Can I put all element in a flat array for instance? Because the elements of the tree are filled sequentially (ie. it can be flattened). What techniques can I use to reduce (small) allocations on the heap?

Update

The minifier is actually not really slow, bootstrap (134kB) is minified in 28ms (NodeJS implementations take atleast 45ms and produce larger files http://goalsmashers.github.io/css-minification-benchmark/). But it would be great if I could squeeze out even more!
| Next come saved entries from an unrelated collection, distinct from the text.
PR #684, opened 2025-10-14
Optimize alphanumeric encoder and galois field constants

Shane32:
## Summary by CodeRabbit

* **New Features**
  * Improved alphanumeric detection for more accurate encoding mode selection with mixed content.

* **Bug Fixes**
  * Corrected handling of certain non-numeric and special characters to ensure consistent encoding decisions.
  * Hardened IBAN validation to reduce false positives/negatives.

* **Refactor**
  * Optimized alphanumeric lookup and encoding tables for leaner, faster encoding.

* **Tests**
  * Expanded and simplified tests validating full alphanumeric mapping and encoding behavior.


QRCoder/QRCodeGenerator/AlphanumericEncoder.cs
```diff
@@ -7,38 +7,32 @@ public partial class QRCodeGenerator
...
-            // Add uppercase alphabetic characters.
-            for (char c = 'A'; c <= 'Z'; c++)
-                localAlphanumEncDict.Add(c, localAlphanumEncDict.Count);
-            // Add special characters from a predefined table.
-            for (int i = 0; i < _alphanumEncTable.Length; i++)
-                localAlphanumEncDict.Add(alphanumEncTable[i], localAlphanumEncDict.Count);
-            return localAlphanumEncDict;
-        }
+#if HAS_SPAN
+        private static ReadOnlySpan<byte> _map =>
```
Shane32: The `=>` is correct here.

QRCoder/QRCodeGenerator/AlphanumericEncoder.cs
```diff
@@ -7,38 +7,34 @@ public partial class QRCodeGenerator
...
-            for (char c = 'A'; c <= 'Z'; c++)
-                localAlphanumEncDict.Add(c, localAlphanumEncDict.Count);
-            // Add special characters from a predefined table.
-            for (int i = 0; i < _alphanumEncTable.Length; i++)
-                localAlphanumEncDict.Add(alphanumEncTable[i], localAlphanumEncDict.Count);
-            return localAlphanumEncDict;
-        }
+#if HAS_SPAN
+        // With C# 7.3 and later, this byte array is inlined into the assembly's read-only data section, improving performance and reducing memory usage.
+        // See: https://devblogs.microsoft.com/dotnet/performance-improvements-in-net-core-3-0/
```
gfoidl, line 12:
```suggestion
        // See: https://vcsjones.dev/csharp-readonly-span-bytes-static
```
This link is more concise.

QRCoderTests/QRGeneratorTests.cs
```diff
@@ -379,14 +380,70 @@ public void can_encode_various_strings_various_ecc(int inputChars, ECCLevel eccL
     [Fact]
     public void validate_alphanumencdict()
     {
-        var gen = new QRCodeGenerator();
+        var encoderType = Type.GetType("QRCoder.QRCodeGenerator+AlphanumericEncoder, QRCoder");
```
gfoidl: I'd rather make the other types `private -> internal` and have an `InternalsVisibleTo` defined (in the csproj), so that reflection / expression tree stuff can be avoided. 

For test code the reflection thing is OK, because when something breaks the test will fail. But a more direct approach would be nicer.

Shane32: I agree

QRCoder/QRCodeGenerator/AlphanumericEncoder.cs
Shane32: True, but I'd prefer to link to official MS docs.

QRCoder/QRCodeGenerator/AlphanumericEncoder.cs
```diff
@@ -7,38 +7,34 @@ public partial class QRCodeGenerator
...
+            0, 1, 2, 3, 4, 5, 6, 7, 8, 9,
+            // 58..64  (: ; < = > ? @)
+            44, 255, 255, 255, 255, 255, 255,
+            // 65..90  (A..Z)
+            10, 11, 12, 13, 14, 15, 16, 17, 18, 19, 20, 21, 22, 23, 24, 25, 26, 27, 28, 29, 30, 31, 32, 33, 34, 35
+            // (we don't index > 90)
+        ];
 
         /// <summary>
         /// Checks if a non-digit character is present in the alphanumeric encoding table.
```
Shane32:
```suggestion
        /// Checks if a character is present in the alphanumeric encoding table.
```

QRCoderTests/QRGeneratorTests.cs
Shane32: Changed reflection to use `internal` instead

QRCoder/QRCoder.csproj
```diff
@@ -16,6 +16,14 @@
     <Guid>e668b98b-83bb-4e60-b33c-4fd5ed9c0156</Guid>
   </PropertyGroup>
 
+  <ItemGroup Condition="'$(Configuration)' == 'Release'">
+    <InternalsVisibleTo Include="QRCoderTests, PublicKey=002400000480000094000000060200000024000052534131000400000100010071e74d3f6dcbba7726fcbb7ad05a2dfa3b8e13f9bf2938c05de266a83a7f3c95201b7cdc9e1f88842093ece868c3ec7874e3b8907008763c85711bf0e2e9757a3068385380a757bd52fa77248f227f602b0785e040756ef42dabc7de7f8376847c71b3f20356a9176cc88067583ee3501e61f8aa07bdd70f41418986fb79a1a3" />
+  </ItemGroup>
+
+  <ItemGroup Condition="'$(Configuration)' != 'Release'">
+    <InternalsVisibleTo Include="QRCoderTests" />
+  </ItemGroup>
```
Shane32, line 25: What a pain!  A strongly-named assembly can only reference another strongly-named assembly.  If I make it conditional upon release, then the solution won't build in release mode because the tests can't see the internal members.  So I had to make the test project strongly named, and extract the public key to put in the prop here, and it had to be conditional because otherwise in debug mode it couldn't find the assembly with the strong name...

QRCoder/QRCodeGenerator/OptimizedDataSegment.cs
```diff
@@ -175,7 +175,7 @@ private static EncodingMode SelectInitialMode(string text, int startPos, int ver
                 if (numericCount < threshold)
                 {
                     var nextPos = startPos + numericCount;
-                    if (nextPos < text.Length && !IsAlphanumericNonDigit(text[nextPos]))
+                    if (nextPos < text.Length && !IsAlphanumeric(text[nextPos]))
```
Shane32, line 178: The next character is known to not be a digit, so it doesn't matter if this checks against IsAlphanumeric or IsAlphanumericNonDigit.  Since the new optimzation is faster with the former, it's changed here and below.

QRCoder/QRCoder.csproj
gfoidl: >  A strongly-named assembly can only reference another strongly-named assembly

Yeah, that virality sucks.

> be conditional because otherwise in debug mode

When it's strong named in DEBUG and RELEASE it should work in all cases?! So no conditional is needed.

But it's fine as is too.

Directory.Build.targets
```diff
@@ -7,7 +7,7 @@
   </PropertyGroup>
 
   <!-- Strong name signing for Release builds of packable projects -->
-  <PropertyGroup Condition="'$(Configuration)' == 'Release' AND '$(IsPackable)' == 'true'">
+  <PropertyGroup Condition="'$(Configuration)' == 'Release'">
```
gfoidl, line 10: This is what I referred to. Just make it unconditional signed.
But we won't change that often (never), so fine as is too.

gfoidl (approved):

QRCoder/QRCoder.csproj
Shane32: Codecov can’t inject its code into a strongly named assembly. So to get the coverage reports working I had to disable strong name signing.

Directory.Build.targets
Shane32: Codecov - See note above

QRCoder/QRCoder.csproj
gfoidl: Ah, I didn't think about this. Thanks for clarification.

I know that some time is spent on []byte -> string casting, but the []byte from the tokenizer needs to be copied anyways because its memory can be reused at any tokenizer.Next() call. Since it needs to be copied anyways, I figured casting to string was better because it made much of the code easier (checking for equality).

I can make a tokenizer variant that keeps the whole file in memory, which is fine for the parser because the parser doesn't stream anyways.

Update 2

I did load the whole file into memory for the parser and replaced all string to '[]byte`, now it's 10% faster! Bootstrap.css now takes 23ms.

I don't think it's worth the hassle to flatten the tree, and it removes some of the flexibility (user able to modify the tree).